La désignation de Jean-Luc Mélenchon comme candidat du Front de gauche, suite au vote des communistes, met un terme à plus de deux ans de travail de la direction du PCF pour parvenir à ce résultat. Cette volonté s’était dévoilée dès la fin de l’année 2008, lorsque Mélenchon a quitté le PS et que la direction du PCF a annoncé, dans la foulée, la création du Front de gauche – auquel le PG s’est immédiatement rallié. Cependant, la direction du parti a longtemps fait mine de n’avoir aucune position déterminée sur la question de la candidature à la présidentielle. Elle voulait prendre la base du parti par surprise et de vitesse. Le 36e congrès a été reporté à 2012. Puis, moins de deux mois avant la Conférence Nationale, la direction du parti a exprimé sa préférence pour Mélenchon, a rapidement annoncé les bases d’un accord législatif – et a finalement expliqué : « nous n’avons plus le choix, plus le temps. Il y a qu’un seul accord, qu’une seule voie sûre : Mélenchon ».

Ces manœuvres ne sont pas passées inaperçues, y compris chez les camarades qui ont voté pour Mélenchon. Elles auront des conséquences au sein du parti. Des camarades, sans doute, refuseront de faire campagne. Mais la grande majorité des militants communistes fera la campagne, non seulement dans le but de réaliser le meilleur score possible, mais surtout dans le but de construire le parti. Telle sera également la démarche de La Riposte. L’enjeu principal de cette campagne, c’est la nécessité de défendre et de populariser une alternative au capitalisme en crise, en renforçant le PCF sur cette base. La Riposte, comme beaucoup de camarades, a milité pour une candidature issue du parti. Mais le choix de Mélenchon n’empêchera pas les militants communistes de mener une vigoureuse campagne pour développer le parti et son influence.

Le programme

Le débat sur les candidatures étant clos, l’attention des communistes va davantage se concentrer sur le programme.
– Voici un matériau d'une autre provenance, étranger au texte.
PR #744, opened 2026-08-15
fix(install): verify downloads in install.sh like install.ps1

### LINKED ISSUE #740: install.sh never verifies what it downloads, unlike install.ps1
## Problem

`scripts/install.ps1` refuses to install an asset that GitHub publishes no checksum for, unless the user explicitly passes an allow-unverified flag. It verifies the published SHA-256 before anything runs, rejects an empty or short download, and refuses a non-https URL.

`scripts/install.sh` does none of that. `grep -cE 'digest|sha256|shasum|sha256sum' scripts/install.sh` returns **0**. For all three platform paths it curls the asset and hands it straight to the next step:

- `.deb` goes to `apt-get install -y`
- the AppImage goes to `chmod +x`
- the `.dmg` goes to `hdiutil attach` and `cp -R` into `/Applications`

There are three separate gaps, all in the same function chain:

1. **No checksum.** `asset_url()` only ever extracts `browser_download_url`, never the `digest` field the releases API publishes alongside it.
2. **No size or empty-file check.** Nothing stats the downloaded file, so a truncated transfer reaches `dpkg` or `hdiutil` as a confusing format error, or in the AppImage case gets reported as a successful install.
3. **No https guard.** The URL is pulled out of the raw JSON with `grep -o`/`sed` and passed to `curl -fsSL`, which follows redirects with no `--proto` restriction and no scheme check.

**Where:**

- `scripts/install.sh:42-47` (`asset_url`)
- `scripts/install.sh:61`, `:69` (deb), `:81-82` (AppImage), `:116-118` (dmg)
- Reference implementation: `scripts/install.ps1`, and its test suite at `scripts/install.Tests.ps1`

## Failure scenario

A macOS or Linux user runs the one-liner on an untrusted network. Bytes are swapped at any hop between GitHub's redirect and their machine. The installer runs them with no check at all, while the identical scenario on Windows is refused outright.

## Acceptance criteria

- The published per-asset digest is read and verified before the download is used, on all three platform paths.
- A missing digest refuses the install, with an explicit opt-out flag and environment variable matching the Windows script's behaviour.
- An empty or size-mismatched download is treated as truncated and aborts.
- A non-https download URL is refused.
- `bash -n scripts/install.sh` passes, and `shellcheck` is clean if available.

## Notes

This is deliberately scoped to verification only. Other divergences from the Windows script (no version pinning, no arch fallback, no distinct 404 vs rate-limit messages) are worth separate issues.

The Windows script recently gained a Pester suite that mocks the network and the installer. The same approach with a stubbed `curl` would make these testable rather than a second unverified script.

aryansk:
## Closes #740 — install.sh never verifies what it downloads

`scripts/install.ps1` refuses an asset GitHub publishes no checksum for, verifies the published SHA-256 before anything runs, rejects an empty or truncated download, and refuses a non-https URL. `scripts/install.sh` did none of that: all three platform paths curled the asset and handed it straight to `apt-get` / `chmod +x` / `hdiutil`.

This PR brings `install.sh` to parity with the Windows script's verification, scoped exactly as the issue requests (verification only — version pinning, arch fallback, and distinct 404/rate-limit messages stay out of scope).

### Changes

- **`asset_field()`** — reads the per-asset `size` and `digest` fields GitHub publishes on the releases API, for the asset whose filename matches the suffix (kept grep/sed/awk-only; no new `jq` dependency).
- **`download_and_verify()`** — one gate used by all three platform paths (`.deb`, AppImage, `.dmg`):
  - https-only URLs: a non-https `browser_download_url` is refused, and `curl --proto '=https'` also constrains redirect targets.
  - Digest checked before the file is used, via `sha256sum`/`sha384sum`/`sha512sum` (or `shasum` on macOS).
  - Empty downloads are rejected; a size mismatch against the published asset size is treated as truncated and aborts.
  - A release with no usable digest is refused with an explicit opt-out: `TOOLPORT_ALLOW_UNVERIFIED=1` (mirroring `install.ps1`'s `-AllowUnverified`, including its truthy/falsy env-value handling via `env_flag()`).
- **`scripts/install.Tests.bash`** — a Pester-style harness that drives the real script with `curl` shimmed to serve a fake release and fake bytes, running the no-root Linux AppImage path for real in a temp HOME. `shasum` is deliberately not mocked, so the checksum gates genuinely execute. 14 assertions cover: digest verified + install proceeds, mismatch refused, no-checksum refused by default, `TOOLPORT_ALLOW_UNVERIFIED=1` opt-in, size-mismatch truncation, and non-https refusal.

### Validation

- `bash -n scripts/install.sh` passes; all three platform paths route through the new gate.
- `bash scripts/install.Tests.bash` → **14 passed, 0 failed**. Reverting the fix makes 10 of 14 fail, so the harness catches the regression it guards.
- The `asset_field` extraction was probed against the live `releases/latest` payload: all four asset suffixes return the exact published digests.

> [!NOTE]
> ### Verify downloads against published SHA-256 digests in install.sh
> - Adds a `download_and_verify` function to [install.sh](https://github.com/tsouth89/toolport/pull/744/files#diff-e076e43cb817ecc8b3c2ed18cd58baa50544ecc66293ed6e61129c43ca6a09cc) that enforces https-only URLs and checks each download against the published SHA-256/384/512 digest before use.
> - Empty, truncated, or digest-mismatched downloads are deleted and abort the install; if no checksum is published, the install stops unless `TOOLPORT_ALLOW_UNVERIFIED=1` is set.
> - Linux AppImage installs now stage to a temp file before moving to `XDG_BIN_HOME`, preventing an existing working install from being overwritten on failure.
> - Adds a bash test suite in [install.Tests.bash](https://github.com/tsouth89/toolport/pull/744/files#diff-35d1dc19cfc5e3d1ba1a06854b952e09075cb3cea4e3ed57e1b122a1cb6b28e1) covering https enforcement, digest success/failure, missing digest, size mismatch, and empty download cases.
> - Behavioral Change: installs that previously succeeded with unverified or http downloads will now fail by default.
>
> 
>
> <sup><a href="https://app.macroscope.com">Macroscope</a> summarized 624b39d.</sup>
> 
>

### DIFF
--- a/scripts/install.Tests.bash
+++ b/scripts/install.Tests.bash
@@ -41,10 +41,10 @@ fake_release() {
       "id": 1,
       "name": "Toolport_1.13.0_amd64.AppImage",
       "state": "uploaded",
-      "size": $size,
-      "digest": "$digest",
       "download_count": 0,
-      "browser_download_url": "$url"
+      "browser_download_url": "$url",
+      "size": $size,
+      "digest": "$digest"
     }
   ]
 }
@@ -69,6 +69,14 @@ for arg in "$@"; do
   if [ "$arg" = "-o" ]; then has_out=1; fi
 done
 if [ -n "$dest" ]; then
+  if [ "${TOOLPORT_TEST_EMPTY_DOWNLOAD:-0}" = "1" ]; then
+    : > "$dest"
+    exit 0
+  fi
+  if [ "${TOOLPORT_TEST_CURL_FAIL:-0}" = "1" ]; then
+    printf "partial" > "$dest"
+    exit 1
+  fi
   printf "%b" "\\x01\\x02\\x03\\x04\\x05\\x06\\x07\\x08\\x09\\x0a\\x0b\\x0c\\x0d\\x0e\\x0f\\x10\\x11\\x12\\x13\\x14\\x15\\x16\\x17\\x18\\x19\\x1a\\x1b\\x1c\\x1d\\x1e\\x1f\\x20\\x21\\x22\\x23\\x24\\x25\\x26\\x27\\x28\\x29\\x2a\\x2b\\x2c\\x2d\\x2e\\x2f\\x30\\x31\\x32\\x33\\x34\\x35\\x36\\x37\\x38\\x39\\x3a\\x3b\\x3c\\x3d\\x3e\\x3f\\x40" > "$dest"
   exit 0
 fi
@@ -151,6 +159,32 @@ run_check "reports truncation" "Treating it as truncated" 1 "$(fake_release "sha
 
 echo "non-https URL (refused before download)"
 run_check "refuses a non-https URL" "non-https URL" 1 "$(fake_release "sha256:$fake_sha256" 64 "http://example.invalid/Toolport_1.13.0_amd64.AppImage")"
+
+echo "empty download (rejected, destination removed)"
+run_check "rejects the empty download" "empty file" 1 "$(fake_release "sha256:$fake_sha256" 64)" TOOLPORT_TEST_EMPTY_DOWNLOAD=1
+
+echo "curl failure (partial download removed, AppImage path)"
+workdir="$(mktemp -d)"
+shim="$workdir/shim"; home="$workdir/home"; bindir="$workdir/bin"
+mkdir -p "$home" "$bindir"
+make_shim "$shim" "$(fake_release "sha256:$fake_sha256" 64)"
+set +e
+curl_fail_output="$(cd "$workdir" && PATH="$shim:$PATH" HOME="$home" XDG_BIN_HOME="$bindir" TOOLPORT_TEST_CURL_FAIL=1 bash "$INSTALL_SH" 2>&1)"
+curl_fail_rc=$?
+set -e
+check "reports the download failure" "Download failed" "$curl_fail_output"
+if [ "$curl_fail_rc" = "1" ]; then
+  echo "  ok: exit code 1"; pass=$((pass + 1))
+else
+  echo "  FAIL: exit code $curl_fail_rc (wanted 1)"; fail=$((fail + 1))
+fi
+if [ ! -e "$bindir/toolport" ]; then
+  echo "  ok: partial AppImage removed"; pass=$((pass + 1))
+else
+  echo "  FAIL: partial AppImage left behind"; fail=$((fail + 1))
+fi
+echo "    output: $(printf '%s' "$curl_fail_output" | tr '\n' ' ' | cut -c1-150)"
+rm -rf "$workdir"
 
 echo
 echo "$pass passed, $fail failed"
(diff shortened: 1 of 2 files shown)


aryansk:
Thanks for the review — all three findings are addressed in `b3641a7`:

**1. Field order (Major):** The awk parser no longer depends on where `size`/`digest` appear relative to `browser_download_url`. Each field is now emitted from its own block as soon as it is parsed for the matching asset, so the lookup works regardless of key order. The fixture now uses `browser_download_url`-first order to lock this in — with the old parser and that fixture, the digest/size/truncation tests fail (8 failures), confirming the previous code would have rejected every real asset if the API field order ever changed.

**2. Partial download (Major):** A failed `curl` now removes the destination before reporting, and the empty-file path does too. A failed update can no longer leave a partial file at the final AppImage path (`$bindir/toolport`).

**3. Empty-download test (nitpick):** The shim gains a `TOOLPORT_TEST_EMPTY_DOWNLOAD=1` mode plus a `TOOLPORT_TEST_CURL_FAIL=1` mode (writes a partial file, exits non-zero), with assertions that the installer rejects the empty download and removes the partial file.

Validation: `bash scripts/install.Tests.bash` → 19 passed, 0 failed (3 new checks); `bash -n` clean on both scripts.

btsouth:
This is good. Shimming curl on PATH and leaving the hash tool unmocked is exactly the right shape, it means the checksum tests actually prove something.

Two things.

The suite doesn't run anywhere yet. When the Pester suite landed it got an `installer-script` job in `ci.yml`; this needs the same, otherwise we still ship an installer nothing exercises, which was the point of the issue.

`asset_field`'s awk sets `name` from the last `"name":` line it saw and emits on `"size":` / `"digest":`. The comment says it handles GitHub not guaranteeing key order, but it still needs `name` to appear before those fields inside the same object. If a later asset's `size` shows up before its `name`, it'll match against the previous asset. Works against real API responses today, just not for the reason the comment claims.

btsouth:
Thanks for this, it's a real gap and the test harness is solid. I ran the new awk parser against the live releases API and it pulls the correct size and digest for the .deb, the AppImage and both .dmg assets, so the parsing side is good.

Two things before it goes in:

1. The AppImage downloads straight to `$bindir/toolport`, which is the final install path, and a digest mismatch then `rm -f`s it. So a corrupt or tampered download deletes the user's working install. The .deb and .dmg both stage in `$tmp` first. Can the AppImage do the same, and only move into place after it verifies?

2. Small one: gawk prints `escape sequence '\.' treated as plain '.'` on stderr for every `asset_field` call, so a piped install shows four warning lines. Using `[.]` instead of `\.` in the suffixes silences it.

aryansk:
Both items done in 624b39d:

1. The AppImage now stages in `$tmp/toolport.AppImage` and is only moved to `$bindir/toolport` after the digest verifies — a corrupt or tampered download can no longer delete a working install. New regression test seeds an existing `$bindir/toolport`, runs a digest-mismatch install, and asserts the file is untouched (20/20 harness tests pass).
2. All asset suffixes now use `[.]` instead of `\.`, so the gawk 'escape sequence' stderr warning is gone for `asset_field` calls.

C’est une très bonne chose, car le programme est la question décisive. Cependant, il y a d’emblée un problème de méthode. Avant de discuter d’un programme commun ou « partagé » avec d’autres organisations, le PCF aurait dû sérieusement discuter de son programme, qui aurait dû être soumis au débat démocratique de ses militants. Ce n’est pas ce qui s’est passé avec l’élaboration du « Programme populaire et partagé » (PPP).

Quelques semaines avant la Conférence Nationale, les militants communistes ont reçu un document intitulé Ce que nous voulons, qui était présenté comme la contribution du PCF au PPP. Mais ce texte n’était pas ouvert aux amendements. Les militants communistes n’avaient aucun moyen d’en modifier le contenu. D’ailleurs, ils n’ont même pas eu le temps de vraiment le discuter, dans les sections et les cellules, car il a été très vite remplacé par la « dernière version » du PPP. Celui-ci avait été annoncé, de longue date, comme une œuvre collective devant impliquer de larges couches de jeunes et de travailleurs. Un programme « issu des masses », en quelque sorte. Mais la participation des masses à l’élaboration du PPP est restée toute théorique, comme c’était prévisible. Au passage, les militants communistes ont été privés de la possibilité de modifier le contenu du PPP, faute de mécanismes établis à cet effet. Le report du congrès, qui aurait au moins permis d’amender le programme, allait dans ce sens. Au final, le programme « issu des masses » a été exclusivement élaboré par des dirigeants du PCF et du PG, sur la base de « commissions » dont le travail n’est connu que d’une toute petite minorité de camarades.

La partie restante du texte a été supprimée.